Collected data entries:
+===+
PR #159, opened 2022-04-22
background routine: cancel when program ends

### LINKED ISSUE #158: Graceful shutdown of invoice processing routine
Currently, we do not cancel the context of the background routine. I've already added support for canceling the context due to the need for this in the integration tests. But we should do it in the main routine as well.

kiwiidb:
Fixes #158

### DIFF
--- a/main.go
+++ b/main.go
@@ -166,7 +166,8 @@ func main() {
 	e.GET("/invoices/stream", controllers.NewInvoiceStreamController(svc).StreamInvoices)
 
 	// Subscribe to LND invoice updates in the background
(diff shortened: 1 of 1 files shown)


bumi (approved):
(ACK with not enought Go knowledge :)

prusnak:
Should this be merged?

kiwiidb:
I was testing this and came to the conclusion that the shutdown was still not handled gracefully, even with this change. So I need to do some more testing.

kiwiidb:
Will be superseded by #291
+===+
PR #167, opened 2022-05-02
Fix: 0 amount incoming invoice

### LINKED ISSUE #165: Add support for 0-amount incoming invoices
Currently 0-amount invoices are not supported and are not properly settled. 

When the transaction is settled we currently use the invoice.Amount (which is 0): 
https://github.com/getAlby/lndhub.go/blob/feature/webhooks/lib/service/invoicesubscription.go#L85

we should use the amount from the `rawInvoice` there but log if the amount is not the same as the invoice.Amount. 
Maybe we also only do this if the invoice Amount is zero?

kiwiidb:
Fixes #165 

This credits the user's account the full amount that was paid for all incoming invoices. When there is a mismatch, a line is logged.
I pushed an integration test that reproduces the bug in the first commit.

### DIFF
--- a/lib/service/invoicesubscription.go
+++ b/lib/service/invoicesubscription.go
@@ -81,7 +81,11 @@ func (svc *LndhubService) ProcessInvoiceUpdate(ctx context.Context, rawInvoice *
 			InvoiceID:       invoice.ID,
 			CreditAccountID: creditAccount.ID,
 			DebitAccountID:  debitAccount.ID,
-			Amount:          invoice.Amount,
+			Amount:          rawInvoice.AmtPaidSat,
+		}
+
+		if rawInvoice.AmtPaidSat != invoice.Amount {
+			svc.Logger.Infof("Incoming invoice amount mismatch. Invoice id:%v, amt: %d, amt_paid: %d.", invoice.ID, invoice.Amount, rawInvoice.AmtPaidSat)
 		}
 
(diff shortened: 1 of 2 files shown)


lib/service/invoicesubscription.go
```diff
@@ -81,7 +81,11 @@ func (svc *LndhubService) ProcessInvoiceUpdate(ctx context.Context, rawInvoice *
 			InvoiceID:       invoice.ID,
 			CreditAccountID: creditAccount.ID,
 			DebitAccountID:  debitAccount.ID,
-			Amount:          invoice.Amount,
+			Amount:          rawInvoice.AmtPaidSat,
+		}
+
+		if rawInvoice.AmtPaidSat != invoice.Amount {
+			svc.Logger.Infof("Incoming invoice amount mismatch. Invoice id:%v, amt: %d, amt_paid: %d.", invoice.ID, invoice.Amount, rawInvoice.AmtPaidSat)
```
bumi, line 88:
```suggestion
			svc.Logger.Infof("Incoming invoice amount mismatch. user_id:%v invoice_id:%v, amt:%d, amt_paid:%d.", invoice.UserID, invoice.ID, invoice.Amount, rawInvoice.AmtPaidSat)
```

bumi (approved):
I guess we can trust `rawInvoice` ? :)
+===+
AIM OF THE EXERCISE:
Among the lines of the data above, find those with the word "integration" and show them.

ANSWER:
Currently, we do not cancel the context of the background routine. I've already added support for canceling the context due to the need for this in the integration tests. But we should do it in the main routine as well.
I pushed an integration test that reproduces the bug in the first commit.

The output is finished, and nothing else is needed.